**Aim of the task**
Although the data below holds other lines too, output only those from the line with "Yes, for sure, previously, I" up to and including the line with "I know this", exactly as they appear.

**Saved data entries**
*** Block opens ***

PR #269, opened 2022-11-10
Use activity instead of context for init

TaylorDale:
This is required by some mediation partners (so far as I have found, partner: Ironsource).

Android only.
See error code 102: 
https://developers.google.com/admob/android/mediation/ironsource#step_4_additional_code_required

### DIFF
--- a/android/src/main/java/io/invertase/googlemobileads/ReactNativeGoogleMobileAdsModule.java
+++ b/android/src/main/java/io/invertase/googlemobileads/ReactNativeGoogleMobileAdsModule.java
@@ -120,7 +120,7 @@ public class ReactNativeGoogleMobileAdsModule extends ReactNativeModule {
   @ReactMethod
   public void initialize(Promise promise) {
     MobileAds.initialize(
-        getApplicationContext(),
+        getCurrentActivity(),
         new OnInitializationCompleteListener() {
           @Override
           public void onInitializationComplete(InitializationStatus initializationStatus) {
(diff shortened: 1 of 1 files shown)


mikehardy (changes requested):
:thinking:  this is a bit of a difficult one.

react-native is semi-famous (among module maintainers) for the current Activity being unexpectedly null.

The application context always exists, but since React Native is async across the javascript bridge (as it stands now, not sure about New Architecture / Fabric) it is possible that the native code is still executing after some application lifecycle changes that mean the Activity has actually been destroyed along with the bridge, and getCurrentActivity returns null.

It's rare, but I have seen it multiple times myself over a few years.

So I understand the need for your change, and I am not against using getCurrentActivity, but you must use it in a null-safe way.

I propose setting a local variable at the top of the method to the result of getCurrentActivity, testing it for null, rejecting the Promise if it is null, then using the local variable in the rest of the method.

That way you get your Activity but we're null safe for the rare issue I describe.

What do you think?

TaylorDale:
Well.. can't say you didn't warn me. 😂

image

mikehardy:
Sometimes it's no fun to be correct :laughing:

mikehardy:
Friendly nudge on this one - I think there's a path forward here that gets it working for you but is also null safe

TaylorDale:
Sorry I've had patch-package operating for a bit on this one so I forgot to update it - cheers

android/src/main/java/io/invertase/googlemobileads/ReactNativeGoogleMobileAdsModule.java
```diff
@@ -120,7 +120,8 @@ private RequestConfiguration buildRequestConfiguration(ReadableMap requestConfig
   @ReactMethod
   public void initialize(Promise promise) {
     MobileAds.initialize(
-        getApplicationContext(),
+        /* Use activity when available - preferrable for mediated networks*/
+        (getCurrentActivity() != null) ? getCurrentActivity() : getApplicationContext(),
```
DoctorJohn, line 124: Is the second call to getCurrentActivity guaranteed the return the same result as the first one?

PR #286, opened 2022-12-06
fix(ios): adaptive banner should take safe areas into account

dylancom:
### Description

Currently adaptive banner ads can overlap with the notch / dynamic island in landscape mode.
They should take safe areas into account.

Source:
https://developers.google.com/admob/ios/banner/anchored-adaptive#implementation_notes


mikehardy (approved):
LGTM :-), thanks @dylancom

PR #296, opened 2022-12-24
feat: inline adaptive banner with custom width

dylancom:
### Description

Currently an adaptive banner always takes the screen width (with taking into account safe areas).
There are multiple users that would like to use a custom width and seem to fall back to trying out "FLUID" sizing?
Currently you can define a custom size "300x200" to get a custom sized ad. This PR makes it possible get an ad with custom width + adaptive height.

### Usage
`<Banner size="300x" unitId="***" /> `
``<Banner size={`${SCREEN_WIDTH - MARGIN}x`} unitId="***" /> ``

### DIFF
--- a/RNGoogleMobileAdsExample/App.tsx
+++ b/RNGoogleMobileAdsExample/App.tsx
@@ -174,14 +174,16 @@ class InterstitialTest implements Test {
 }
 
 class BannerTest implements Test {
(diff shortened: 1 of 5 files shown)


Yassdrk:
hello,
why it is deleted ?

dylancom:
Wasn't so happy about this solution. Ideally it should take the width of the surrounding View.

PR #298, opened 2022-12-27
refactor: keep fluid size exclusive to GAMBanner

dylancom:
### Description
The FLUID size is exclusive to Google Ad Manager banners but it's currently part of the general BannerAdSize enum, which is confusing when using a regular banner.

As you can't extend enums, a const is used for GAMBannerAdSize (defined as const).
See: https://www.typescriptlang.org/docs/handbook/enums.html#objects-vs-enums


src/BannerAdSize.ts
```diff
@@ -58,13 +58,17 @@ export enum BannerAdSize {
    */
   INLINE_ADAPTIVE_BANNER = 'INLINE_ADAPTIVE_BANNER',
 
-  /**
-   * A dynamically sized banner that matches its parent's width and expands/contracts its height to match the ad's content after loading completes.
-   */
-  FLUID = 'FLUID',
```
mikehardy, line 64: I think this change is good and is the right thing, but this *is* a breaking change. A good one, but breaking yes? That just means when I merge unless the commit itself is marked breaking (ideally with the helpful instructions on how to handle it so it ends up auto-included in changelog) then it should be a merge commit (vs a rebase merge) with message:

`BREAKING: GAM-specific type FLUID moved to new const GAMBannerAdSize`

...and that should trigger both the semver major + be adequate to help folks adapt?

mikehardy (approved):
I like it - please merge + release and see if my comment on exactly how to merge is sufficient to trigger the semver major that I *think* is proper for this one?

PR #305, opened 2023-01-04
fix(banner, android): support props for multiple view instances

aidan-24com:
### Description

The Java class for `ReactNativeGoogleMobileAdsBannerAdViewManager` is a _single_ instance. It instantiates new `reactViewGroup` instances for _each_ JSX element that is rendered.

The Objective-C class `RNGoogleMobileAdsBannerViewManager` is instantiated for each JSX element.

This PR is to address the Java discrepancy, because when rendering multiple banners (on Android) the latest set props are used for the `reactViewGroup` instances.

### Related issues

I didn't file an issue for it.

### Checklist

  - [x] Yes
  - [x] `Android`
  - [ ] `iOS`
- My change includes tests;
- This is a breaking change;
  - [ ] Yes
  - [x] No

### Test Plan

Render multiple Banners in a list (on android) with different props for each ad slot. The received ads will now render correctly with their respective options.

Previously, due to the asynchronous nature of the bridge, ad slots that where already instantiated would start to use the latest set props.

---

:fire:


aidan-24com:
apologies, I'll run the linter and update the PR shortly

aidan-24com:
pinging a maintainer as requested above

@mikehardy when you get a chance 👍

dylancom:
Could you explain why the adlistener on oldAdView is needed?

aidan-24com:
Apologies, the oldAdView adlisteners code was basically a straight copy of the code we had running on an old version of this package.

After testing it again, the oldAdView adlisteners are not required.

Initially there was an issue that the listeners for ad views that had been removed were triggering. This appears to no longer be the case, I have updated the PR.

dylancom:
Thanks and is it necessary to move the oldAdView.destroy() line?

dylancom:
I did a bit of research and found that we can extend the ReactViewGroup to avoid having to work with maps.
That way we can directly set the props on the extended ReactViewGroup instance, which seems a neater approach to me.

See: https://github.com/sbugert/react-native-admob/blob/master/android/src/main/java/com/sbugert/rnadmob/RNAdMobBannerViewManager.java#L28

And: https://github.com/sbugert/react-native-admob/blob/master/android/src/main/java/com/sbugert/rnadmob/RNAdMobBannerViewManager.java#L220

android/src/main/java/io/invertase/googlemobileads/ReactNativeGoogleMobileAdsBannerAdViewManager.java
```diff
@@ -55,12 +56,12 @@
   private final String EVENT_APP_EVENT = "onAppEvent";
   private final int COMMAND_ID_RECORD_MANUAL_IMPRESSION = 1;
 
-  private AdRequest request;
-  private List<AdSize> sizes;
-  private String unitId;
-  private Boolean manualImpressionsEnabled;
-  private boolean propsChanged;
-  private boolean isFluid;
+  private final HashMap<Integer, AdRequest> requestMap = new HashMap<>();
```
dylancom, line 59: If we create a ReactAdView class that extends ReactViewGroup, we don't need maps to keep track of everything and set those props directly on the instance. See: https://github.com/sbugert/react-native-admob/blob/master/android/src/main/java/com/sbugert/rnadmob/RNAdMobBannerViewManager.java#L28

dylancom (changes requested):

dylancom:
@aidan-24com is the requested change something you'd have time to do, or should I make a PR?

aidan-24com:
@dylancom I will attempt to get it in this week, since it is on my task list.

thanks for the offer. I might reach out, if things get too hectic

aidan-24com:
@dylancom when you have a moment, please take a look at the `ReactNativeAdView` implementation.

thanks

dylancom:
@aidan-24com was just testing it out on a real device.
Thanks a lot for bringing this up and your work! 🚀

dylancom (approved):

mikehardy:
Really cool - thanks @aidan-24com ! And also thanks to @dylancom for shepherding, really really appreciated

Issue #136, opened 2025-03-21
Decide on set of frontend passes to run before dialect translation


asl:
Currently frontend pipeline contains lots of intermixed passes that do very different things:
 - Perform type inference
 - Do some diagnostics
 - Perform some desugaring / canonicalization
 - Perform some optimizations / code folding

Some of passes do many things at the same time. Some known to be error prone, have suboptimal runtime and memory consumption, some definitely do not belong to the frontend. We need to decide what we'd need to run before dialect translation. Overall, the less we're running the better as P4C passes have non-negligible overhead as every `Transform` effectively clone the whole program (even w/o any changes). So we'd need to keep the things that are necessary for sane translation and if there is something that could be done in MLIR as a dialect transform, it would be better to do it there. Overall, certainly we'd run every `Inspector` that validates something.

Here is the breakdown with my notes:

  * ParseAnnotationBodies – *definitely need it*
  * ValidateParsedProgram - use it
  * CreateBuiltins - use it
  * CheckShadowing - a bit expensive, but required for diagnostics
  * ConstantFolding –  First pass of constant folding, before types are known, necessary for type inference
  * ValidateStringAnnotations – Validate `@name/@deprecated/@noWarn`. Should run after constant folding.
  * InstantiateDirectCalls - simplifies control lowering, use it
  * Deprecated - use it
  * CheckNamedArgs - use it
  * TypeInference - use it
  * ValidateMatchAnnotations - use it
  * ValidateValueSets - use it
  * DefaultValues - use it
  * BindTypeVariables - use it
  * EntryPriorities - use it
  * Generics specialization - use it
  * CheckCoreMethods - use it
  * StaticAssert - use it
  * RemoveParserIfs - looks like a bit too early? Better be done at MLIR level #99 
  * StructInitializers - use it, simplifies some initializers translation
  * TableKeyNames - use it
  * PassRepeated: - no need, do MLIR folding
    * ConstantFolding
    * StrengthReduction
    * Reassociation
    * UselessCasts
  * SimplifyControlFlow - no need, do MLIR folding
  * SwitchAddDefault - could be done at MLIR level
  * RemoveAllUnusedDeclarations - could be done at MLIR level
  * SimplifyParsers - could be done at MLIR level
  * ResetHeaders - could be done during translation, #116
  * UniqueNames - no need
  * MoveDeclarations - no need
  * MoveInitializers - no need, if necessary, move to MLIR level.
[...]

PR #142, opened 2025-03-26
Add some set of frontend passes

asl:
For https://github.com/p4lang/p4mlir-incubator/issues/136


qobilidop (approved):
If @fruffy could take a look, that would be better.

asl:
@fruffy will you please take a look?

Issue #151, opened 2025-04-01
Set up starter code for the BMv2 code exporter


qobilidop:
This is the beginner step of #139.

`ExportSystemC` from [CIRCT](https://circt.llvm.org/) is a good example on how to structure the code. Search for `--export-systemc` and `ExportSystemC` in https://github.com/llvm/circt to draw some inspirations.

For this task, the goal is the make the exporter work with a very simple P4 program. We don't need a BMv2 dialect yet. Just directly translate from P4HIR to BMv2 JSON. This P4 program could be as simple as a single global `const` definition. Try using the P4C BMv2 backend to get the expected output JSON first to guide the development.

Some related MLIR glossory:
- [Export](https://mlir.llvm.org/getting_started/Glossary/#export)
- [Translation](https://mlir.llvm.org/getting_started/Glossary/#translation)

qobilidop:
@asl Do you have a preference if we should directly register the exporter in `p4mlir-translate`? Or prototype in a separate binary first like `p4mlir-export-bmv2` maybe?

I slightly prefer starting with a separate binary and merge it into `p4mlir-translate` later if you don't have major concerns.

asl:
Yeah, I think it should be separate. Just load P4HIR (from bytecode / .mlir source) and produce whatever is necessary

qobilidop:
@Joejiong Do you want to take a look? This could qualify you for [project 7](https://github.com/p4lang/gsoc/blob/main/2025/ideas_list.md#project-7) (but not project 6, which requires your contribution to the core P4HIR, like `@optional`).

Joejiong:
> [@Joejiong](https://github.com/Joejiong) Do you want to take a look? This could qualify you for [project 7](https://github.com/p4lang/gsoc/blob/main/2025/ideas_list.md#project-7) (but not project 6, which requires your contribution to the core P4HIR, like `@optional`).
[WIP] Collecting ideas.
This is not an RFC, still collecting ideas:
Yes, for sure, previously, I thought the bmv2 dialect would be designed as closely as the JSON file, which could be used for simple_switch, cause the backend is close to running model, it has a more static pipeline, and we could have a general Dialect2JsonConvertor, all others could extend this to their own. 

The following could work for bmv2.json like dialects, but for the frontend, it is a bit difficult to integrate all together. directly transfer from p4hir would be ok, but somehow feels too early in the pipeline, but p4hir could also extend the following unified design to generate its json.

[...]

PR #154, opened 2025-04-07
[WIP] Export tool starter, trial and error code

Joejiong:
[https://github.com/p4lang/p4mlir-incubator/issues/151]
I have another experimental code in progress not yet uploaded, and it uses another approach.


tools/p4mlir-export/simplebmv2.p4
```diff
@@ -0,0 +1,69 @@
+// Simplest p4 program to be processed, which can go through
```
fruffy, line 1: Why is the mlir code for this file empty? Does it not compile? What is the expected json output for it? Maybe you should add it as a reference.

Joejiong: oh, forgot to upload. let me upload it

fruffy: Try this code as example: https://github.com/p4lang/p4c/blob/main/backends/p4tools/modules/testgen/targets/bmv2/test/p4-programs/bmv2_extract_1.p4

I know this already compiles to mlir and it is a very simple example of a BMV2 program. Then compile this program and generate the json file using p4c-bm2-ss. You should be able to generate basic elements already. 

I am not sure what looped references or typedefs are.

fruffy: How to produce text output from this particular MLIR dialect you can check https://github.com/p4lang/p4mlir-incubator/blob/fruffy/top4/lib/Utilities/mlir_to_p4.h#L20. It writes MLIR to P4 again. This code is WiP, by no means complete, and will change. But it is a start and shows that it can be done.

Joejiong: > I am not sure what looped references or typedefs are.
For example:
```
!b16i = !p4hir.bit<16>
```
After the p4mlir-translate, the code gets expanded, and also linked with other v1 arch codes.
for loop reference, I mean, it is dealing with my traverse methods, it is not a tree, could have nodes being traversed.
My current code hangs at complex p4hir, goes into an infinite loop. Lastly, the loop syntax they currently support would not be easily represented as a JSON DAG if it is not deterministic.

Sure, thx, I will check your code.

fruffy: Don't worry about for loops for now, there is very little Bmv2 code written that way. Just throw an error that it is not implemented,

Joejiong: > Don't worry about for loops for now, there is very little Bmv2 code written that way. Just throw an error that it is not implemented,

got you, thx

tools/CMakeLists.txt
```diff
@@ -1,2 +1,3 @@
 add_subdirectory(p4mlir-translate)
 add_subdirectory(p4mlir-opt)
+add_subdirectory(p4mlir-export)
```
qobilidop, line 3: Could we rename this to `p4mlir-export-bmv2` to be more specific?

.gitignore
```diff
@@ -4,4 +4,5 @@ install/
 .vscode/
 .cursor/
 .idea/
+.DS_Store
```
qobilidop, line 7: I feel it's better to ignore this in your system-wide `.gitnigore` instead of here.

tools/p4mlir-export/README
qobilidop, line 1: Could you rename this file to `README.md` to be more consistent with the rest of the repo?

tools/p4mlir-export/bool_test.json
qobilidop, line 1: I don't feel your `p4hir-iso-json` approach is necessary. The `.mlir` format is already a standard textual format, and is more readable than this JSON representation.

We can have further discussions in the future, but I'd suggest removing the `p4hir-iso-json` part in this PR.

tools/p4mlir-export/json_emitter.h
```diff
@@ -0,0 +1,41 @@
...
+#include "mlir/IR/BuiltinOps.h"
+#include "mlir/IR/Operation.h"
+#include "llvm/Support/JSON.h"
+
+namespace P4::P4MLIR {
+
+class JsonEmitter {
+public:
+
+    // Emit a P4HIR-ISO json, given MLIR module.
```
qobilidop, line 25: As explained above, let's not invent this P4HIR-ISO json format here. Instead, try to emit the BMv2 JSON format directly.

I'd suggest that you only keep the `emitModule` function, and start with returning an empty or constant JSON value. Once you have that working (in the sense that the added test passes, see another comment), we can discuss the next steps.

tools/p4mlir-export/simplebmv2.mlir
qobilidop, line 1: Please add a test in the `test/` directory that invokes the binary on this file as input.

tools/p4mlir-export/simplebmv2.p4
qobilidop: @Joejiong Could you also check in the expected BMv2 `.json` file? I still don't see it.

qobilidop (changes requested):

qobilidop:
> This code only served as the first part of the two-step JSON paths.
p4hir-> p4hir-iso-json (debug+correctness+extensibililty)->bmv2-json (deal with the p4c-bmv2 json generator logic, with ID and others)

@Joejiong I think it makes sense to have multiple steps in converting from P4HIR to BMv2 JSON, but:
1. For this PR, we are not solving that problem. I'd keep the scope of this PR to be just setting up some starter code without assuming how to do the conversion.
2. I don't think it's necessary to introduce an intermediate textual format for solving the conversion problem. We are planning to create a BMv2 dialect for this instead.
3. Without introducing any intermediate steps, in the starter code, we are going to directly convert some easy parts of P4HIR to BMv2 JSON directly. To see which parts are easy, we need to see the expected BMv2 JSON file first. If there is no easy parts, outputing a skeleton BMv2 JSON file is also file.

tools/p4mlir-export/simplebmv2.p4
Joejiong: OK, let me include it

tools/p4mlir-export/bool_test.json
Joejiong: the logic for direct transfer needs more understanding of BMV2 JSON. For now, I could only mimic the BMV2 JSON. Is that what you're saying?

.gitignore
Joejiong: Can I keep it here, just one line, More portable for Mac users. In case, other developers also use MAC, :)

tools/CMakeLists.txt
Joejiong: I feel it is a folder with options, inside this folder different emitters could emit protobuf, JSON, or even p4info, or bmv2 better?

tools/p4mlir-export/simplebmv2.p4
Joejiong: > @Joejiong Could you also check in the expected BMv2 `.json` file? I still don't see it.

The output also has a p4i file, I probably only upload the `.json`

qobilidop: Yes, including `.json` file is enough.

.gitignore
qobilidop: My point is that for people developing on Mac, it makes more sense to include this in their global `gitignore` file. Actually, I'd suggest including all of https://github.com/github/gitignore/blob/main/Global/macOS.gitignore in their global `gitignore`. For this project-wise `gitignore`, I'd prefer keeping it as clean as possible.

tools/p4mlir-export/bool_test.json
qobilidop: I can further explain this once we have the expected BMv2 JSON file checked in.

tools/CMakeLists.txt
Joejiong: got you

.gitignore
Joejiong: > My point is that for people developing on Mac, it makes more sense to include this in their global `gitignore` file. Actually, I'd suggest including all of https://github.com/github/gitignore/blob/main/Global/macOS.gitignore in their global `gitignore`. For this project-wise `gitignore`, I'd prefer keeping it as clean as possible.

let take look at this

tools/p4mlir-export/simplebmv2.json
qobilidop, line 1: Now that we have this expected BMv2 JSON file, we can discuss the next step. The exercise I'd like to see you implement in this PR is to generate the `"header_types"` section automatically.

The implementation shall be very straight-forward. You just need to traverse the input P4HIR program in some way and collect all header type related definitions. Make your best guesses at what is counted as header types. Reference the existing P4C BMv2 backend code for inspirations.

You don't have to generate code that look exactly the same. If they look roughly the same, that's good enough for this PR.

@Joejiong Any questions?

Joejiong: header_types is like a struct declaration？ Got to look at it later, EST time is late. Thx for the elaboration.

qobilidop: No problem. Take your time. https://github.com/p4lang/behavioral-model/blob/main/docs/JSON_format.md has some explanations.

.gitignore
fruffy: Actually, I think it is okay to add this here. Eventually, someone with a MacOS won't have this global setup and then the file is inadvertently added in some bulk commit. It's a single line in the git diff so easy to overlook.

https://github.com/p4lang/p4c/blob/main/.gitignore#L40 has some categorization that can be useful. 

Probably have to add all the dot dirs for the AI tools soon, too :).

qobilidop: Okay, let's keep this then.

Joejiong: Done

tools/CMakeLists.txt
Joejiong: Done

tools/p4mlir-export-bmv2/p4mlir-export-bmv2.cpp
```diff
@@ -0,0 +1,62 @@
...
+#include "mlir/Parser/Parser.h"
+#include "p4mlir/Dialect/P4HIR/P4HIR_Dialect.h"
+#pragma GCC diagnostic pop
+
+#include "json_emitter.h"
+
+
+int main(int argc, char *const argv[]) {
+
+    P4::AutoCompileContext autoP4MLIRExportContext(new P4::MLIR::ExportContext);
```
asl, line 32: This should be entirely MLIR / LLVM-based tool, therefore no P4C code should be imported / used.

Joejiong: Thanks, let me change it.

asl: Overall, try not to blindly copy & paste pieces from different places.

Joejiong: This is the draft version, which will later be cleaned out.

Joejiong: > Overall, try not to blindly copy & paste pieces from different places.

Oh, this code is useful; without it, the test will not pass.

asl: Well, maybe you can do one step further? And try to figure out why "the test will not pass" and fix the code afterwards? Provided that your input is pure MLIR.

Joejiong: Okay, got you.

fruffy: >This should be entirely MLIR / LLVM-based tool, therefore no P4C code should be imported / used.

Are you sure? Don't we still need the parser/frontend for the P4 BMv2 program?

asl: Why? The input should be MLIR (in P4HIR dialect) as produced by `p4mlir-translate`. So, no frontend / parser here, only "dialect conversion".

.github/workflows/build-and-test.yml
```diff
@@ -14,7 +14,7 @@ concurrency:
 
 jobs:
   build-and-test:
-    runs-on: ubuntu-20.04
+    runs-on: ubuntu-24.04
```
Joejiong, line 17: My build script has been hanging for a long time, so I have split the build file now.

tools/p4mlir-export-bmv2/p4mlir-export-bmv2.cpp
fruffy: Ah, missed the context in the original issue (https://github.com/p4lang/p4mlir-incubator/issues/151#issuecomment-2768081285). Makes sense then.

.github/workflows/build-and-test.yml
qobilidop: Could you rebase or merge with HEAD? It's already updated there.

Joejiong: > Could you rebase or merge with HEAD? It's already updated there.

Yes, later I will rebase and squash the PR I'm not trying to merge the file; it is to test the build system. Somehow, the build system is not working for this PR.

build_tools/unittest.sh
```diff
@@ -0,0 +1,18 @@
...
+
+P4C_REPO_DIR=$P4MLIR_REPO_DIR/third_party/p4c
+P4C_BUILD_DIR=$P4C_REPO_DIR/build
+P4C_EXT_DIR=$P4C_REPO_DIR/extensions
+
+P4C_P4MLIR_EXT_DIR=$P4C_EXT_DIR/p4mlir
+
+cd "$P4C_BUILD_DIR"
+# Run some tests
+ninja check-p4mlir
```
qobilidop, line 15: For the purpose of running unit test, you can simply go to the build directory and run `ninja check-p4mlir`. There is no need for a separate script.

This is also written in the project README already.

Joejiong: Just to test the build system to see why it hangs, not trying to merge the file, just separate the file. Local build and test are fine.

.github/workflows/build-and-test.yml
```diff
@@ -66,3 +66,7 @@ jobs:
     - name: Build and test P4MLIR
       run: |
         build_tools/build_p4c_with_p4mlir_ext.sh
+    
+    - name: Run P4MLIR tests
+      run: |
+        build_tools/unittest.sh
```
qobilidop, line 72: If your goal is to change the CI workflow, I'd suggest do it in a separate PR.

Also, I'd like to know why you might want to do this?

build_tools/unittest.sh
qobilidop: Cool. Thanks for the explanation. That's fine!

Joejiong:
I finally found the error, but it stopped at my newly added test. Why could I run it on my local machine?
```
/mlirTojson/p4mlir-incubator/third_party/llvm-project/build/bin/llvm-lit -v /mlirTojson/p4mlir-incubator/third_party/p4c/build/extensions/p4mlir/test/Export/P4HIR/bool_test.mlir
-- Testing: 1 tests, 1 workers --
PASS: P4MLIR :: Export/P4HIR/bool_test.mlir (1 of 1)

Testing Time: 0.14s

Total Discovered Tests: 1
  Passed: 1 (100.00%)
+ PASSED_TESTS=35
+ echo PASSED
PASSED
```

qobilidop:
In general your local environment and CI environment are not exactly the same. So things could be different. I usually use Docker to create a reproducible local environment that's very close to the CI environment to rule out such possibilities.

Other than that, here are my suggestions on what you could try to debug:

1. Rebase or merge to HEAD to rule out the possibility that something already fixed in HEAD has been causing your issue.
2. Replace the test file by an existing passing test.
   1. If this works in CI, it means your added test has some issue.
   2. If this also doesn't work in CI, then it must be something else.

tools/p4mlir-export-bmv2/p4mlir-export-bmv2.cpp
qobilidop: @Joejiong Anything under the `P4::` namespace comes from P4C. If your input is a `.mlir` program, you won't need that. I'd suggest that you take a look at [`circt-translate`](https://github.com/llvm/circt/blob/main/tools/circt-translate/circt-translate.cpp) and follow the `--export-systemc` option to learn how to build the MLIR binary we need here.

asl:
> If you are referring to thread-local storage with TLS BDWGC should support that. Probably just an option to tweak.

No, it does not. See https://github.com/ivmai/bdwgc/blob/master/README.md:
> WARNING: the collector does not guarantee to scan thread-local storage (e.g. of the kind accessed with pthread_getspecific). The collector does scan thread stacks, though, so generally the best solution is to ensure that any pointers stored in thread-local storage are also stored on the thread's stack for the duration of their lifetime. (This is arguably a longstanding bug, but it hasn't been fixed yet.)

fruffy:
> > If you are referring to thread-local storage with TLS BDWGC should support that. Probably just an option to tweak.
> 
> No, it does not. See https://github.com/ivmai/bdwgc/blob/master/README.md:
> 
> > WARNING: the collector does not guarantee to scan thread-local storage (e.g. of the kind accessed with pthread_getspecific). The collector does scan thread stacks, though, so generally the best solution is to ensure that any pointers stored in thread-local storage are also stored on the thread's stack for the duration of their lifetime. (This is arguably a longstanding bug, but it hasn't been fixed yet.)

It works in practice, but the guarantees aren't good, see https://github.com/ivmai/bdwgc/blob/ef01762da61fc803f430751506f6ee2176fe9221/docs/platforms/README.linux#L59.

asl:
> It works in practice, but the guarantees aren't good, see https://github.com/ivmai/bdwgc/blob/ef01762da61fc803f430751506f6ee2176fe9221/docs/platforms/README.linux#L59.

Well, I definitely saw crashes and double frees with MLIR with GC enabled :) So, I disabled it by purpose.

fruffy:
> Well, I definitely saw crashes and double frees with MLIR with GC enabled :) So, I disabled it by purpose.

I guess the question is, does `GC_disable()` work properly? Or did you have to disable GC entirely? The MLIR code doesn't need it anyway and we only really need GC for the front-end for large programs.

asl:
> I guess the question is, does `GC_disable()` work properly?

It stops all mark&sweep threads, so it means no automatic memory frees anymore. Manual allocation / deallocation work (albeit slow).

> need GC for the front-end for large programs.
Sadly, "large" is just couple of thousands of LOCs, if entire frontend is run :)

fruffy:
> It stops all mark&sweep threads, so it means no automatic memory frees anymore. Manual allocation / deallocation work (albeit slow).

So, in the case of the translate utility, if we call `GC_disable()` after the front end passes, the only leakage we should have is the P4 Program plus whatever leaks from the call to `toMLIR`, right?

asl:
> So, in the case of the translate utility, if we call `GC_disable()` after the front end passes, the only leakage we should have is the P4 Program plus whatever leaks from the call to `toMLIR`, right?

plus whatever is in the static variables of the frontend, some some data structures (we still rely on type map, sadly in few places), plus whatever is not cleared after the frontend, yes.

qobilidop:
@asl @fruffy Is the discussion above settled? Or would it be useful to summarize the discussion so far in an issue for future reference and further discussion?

*** Block closes ***

**Your response**
Yes, for sure, previously, I thought the bmv2 dialect would be designed as closely as the JSON file, which could be used for simple_switch, cause the backend is close to running model, it has a more static pipeline, and we could have a general Dialect2JsonConvertor, all others could extend this to their own. 

The following could work for bmv2.json like dialects, but for the frontend, it is a bit difficult to integrate all together. directly transfer from p4hir would be ok, but somehow feels too early in the pipeline, but p4hir could also extend the following unified design to generate its json.

[...]

PR #154, opened 2025-04-07
[WIP] Export tool starter, trial and error code

Joejiong:
[https://github.com/p4lang/p4mlir-incubator/issues/151]
I have another experimental code in progress not yet uploaded, and it uses another approach.


tools/p4mlir-export/simplebmv2.p4
```diff
@@ -0,0 +1,69 @@
+// Simplest p4 program to be processed, which can go through
```
fruffy, line 1: Why is the mlir code for this file empty? Does it not compile? What is the expected json output for it? Maybe you should add it as a reference.

Joejiong: oh, forgot to upload. let me upload it

fruffy: Try this code as example: https://github.com/p4lang/p4c/blob/main/backends/p4tools/modules/testgen/targets/bmv2/test/p4-programs/bmv2_extract_1.p4

I know this already compiles to mlir and it is a very simple example of a BMV2 program. Then compile this program and generate the json file using p4c-bm2-ss. You should be able to generate basic elements already. 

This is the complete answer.